Алексей Горбачев - Последний выстрел. Встречи в Буране
Синецкий улыбнулся.
— Разве заметно?
— Очень заметно. Будь я художником, вы послужили бы мне отличной натурой для создания образа витязя в пылу сражения...
— Витязь не витязь, а сражение и в самом деле было. Боюсь, как бы не последнее в Буране.
— Вот тебе и раз! На лице жажда победы, а в душе пораженчество.
— На душе у меня, кроме возмущения, ничего нет, — хмуро ответил Синецкий. — Вы куда-то собрались?
— На вызов.
— У Михайловых девочка заболела, — пояснила Рита.
— Садитесь, подвезу. Михайловы живут далеко, в том конце села. — В машине Синецкий продолжал о своем: — Черт его знает, как все получается. Логика, понимаете, Михаил Петрович, всесильная логика оказывается бессильной. Если срубишь сук, на котором сидишь, ты будешь героем...
— Погодите, как сие прозвучит на обычном человеческом языке? — прервал Михаил Петрович.

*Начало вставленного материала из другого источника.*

PR #496, opened 2026-07-10
feat: retrieve catvars by way of mappings

### LINKED ISSUE #454: Build CatVar search endpoint
### Feature description

Users should be able to input a variant into a catvar search endpoint, and receive back all the CatVars registered in AnyVar of which the variant is a member.

### Use case

Being able to store CatVars is only helpful if I'm able to get them back out again.

### Acceptance Criteria

See Requirement #452 

### Proposed solution

A new HTTP endpoint that takes in a variant and outputs a list of CatVars. Perhaps we name this something like `GET /categorical_variations`?

### Alternatives considered

_No response_

### Implementation details

1. If a user searches a variant that's not a genomic variant, map it back down to the genomic version
2. Check the CatVar table for catvars w/ this genomic variant as the DefiningAlleleContexts
3. Liftover the genomic variant to the opposite build (i.e., if the searched variant was GRCh37, lift it over to GRCh38)
4. Check the CatVar table for catvars w/ this lifted-over genomic variant as the DefiningAlleleContexts

### Potential Impact

_No response_

### Additional context

_No response_

### Contribution

None

jsstevenson:
close #454 

### New endpoints

* `GET /categorical_variants?member_id=<VRS ID>`: given a registered variant ID, get all catvars of which it is a member
* `POST /categorical_variants`: using the same params for variant expressions that we employ elsewhere, translate the user input to an allele and retrieve catvars for which it is a member

### Refactor mapping services

Refactor liftover and projection services to be broken down into two kinds of external-facing functions (enabling projection of query variants w/o registering them):

1) "do the mappings" -- eg get the lifted-over allele, get the projected variant, etc
2) "do the mappings and register the new stuff" -- ie run the above function and store the result. 

In order to disentangle projection from immediate storage, I refactored a lot of the projection internal methods to progressively build an aggregate results class describing all successful/failed/skipped projection attempts. This provides a little more structure. Individual projection methods return an "outcome" (structured success/failure/reason for skipping), then all of them get combined into a big results object and returned to the API route. This also enables a little bit more transparency about stuff being skipped. I tried to tune down how much a `ProjectionError` was used to disrupt control flow so that partial progress doesn't get lost.

**Small caveat to the above**: I left a lot of the error/skip messages as-is even though they don't need as much detail given the additional structure. It would be pretty easy to go back and trim them down another time.

Define a new `protocols` module in the `mappings` subpackage to provide public interfaces to specific mapping functions without requiring import of those modules directly (i.e. because `coolseqtool` is currently an extra dependency). Would be good to implement a protocol for `agct` to ensure that liftover is truly optional too.

### Augment app-wide registration actions

Update registration to perform projection for a registered variant *and* its lifted-over equivalent (the genomic variants should both map to the same transcript, but it's maybe nice to ensure everything's filled in).

**Big caveat**: I realized fairly late that the core `register_variations` function (which, for some reason, lives in `src/anyvar/translate/`), wants to consume a raw variant expression, not a realized VRS object, so it can't be used when registering new catvars -- meaning we effectively need to define basic variant registration protocols multiple times (the `/vrs_variation` endpoint, which we are likely shuttering, also bypasses this function). Would be good to refactor this (I started trying to clean everything up and it quickly got big so I dropped it). In general, I think we are suffering from inconsistent structure about where and how "orchestrator"-type functions get defined.

## Behind the scenes

The idea is that when you submit a catvar member query, we 
1) attempt liftover/projection, giving us a list of allele IDs (not performed for the GET endpoint, since you're looking up a variant that's already been registered)
2) query the DB for all variations with mappings (transitive, undirected) from those alleles
3) return all catvars defined by that larger list of alleles

so, for example, given a canonical allele defined by genomic variant G that projects up to protein variant P:
1) user registers canonical allele. AnyVar registers defining allele G + liftover, transcript, protein projections
2) user queries by protein variant P. AnyVar first tries to project out from P (returning no additional variants) then queries for all variants that map to P (returning G) then looks up all catvars defined by the list `[P, G]` (returning the original canonical allele).


jsstevenson:
small follow up ticket: add additional tests to ensure proper functioning when certain things (liftover? projection?) are disabled or unavailable

tests/unit/mapping/test_projection.py
```diff
@@ -968,16 +889,19 @@ def test_project_transcript_variant_raises_missing_metadata_before_state_derivat
...
-        projection.ProjectionError,
-        match="Projection skipped: no CDS metadata for transcript NR_000001.1",
-    ):
-        projector._project_transcript_variant(variation, mocker.Mock(), "NR_000001.1")
+    # with pytest.raises(
+    #     projection.ProjectionError,
+    #     match=re.escape(
+    #         "Projection skipped: no CDS metadata for transcript NR_000001.1"
+    #     ),
+    # ):
```
jennifer-bowser: Whoops, looks like some commented-out code snuck through

jennifer-bowser (dismissed):
Looks good, except for one tiny bit of commented-out code I found!

jennifer-bowser (approved):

— Дико прозвучит! Кое-кто из района требует сдать все, решительно все под метелку. Не сдашь зерно — выкладывай партийный билет. Сдашь — скот зимой начнет падать от бескормицы, тебя же потом к ответу — как допустил, куда смотрел и прочее и прочее...
— И как же вы решили?
— Решение одно — драться!
А в эту минуту Аким Акимович командирским голосом говорил председателю:
— Не тушуйся, Иван Петрович, не иди на поводу у секретаря, гони зерно. Ты ведь не Синецкий, понимаешь требования момента. Сверху нам звонят — что случилось, почему отстаете? Вот и пришлось всем личным составом управления на передовую выйти, хвосты подгонять.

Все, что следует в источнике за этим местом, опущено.